PR #79, opened 2018-11-05
Add default handler for user

### LINKED ISSUE #63: Handle default command parsing for command classes
Currently, if a command such as `@rocket user` is handled without any subparsers, an error is returned. Add a default handler so that handler returns help text.

cheukyin699:
# Pull Request

## Description

Add default handler for user, and also add test for that one case.

## Ticket(s)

EXERCISE GOAL ->
Return the listing word for word.

EXERCISE RESULT ->
PR #79, opened 2018-11-05
Add default handler for user

### LINKED ISSUE #63: Handle default command parsing for command classes
Currently, if a command such as `@rocket user` is handled without any subparsers, an error is returned. Add a default handler so that handler returns help text.

cheukyin699:
# Pull Request

## Description

Add default handler for user, and also add test for that one case.

## Ticket(s)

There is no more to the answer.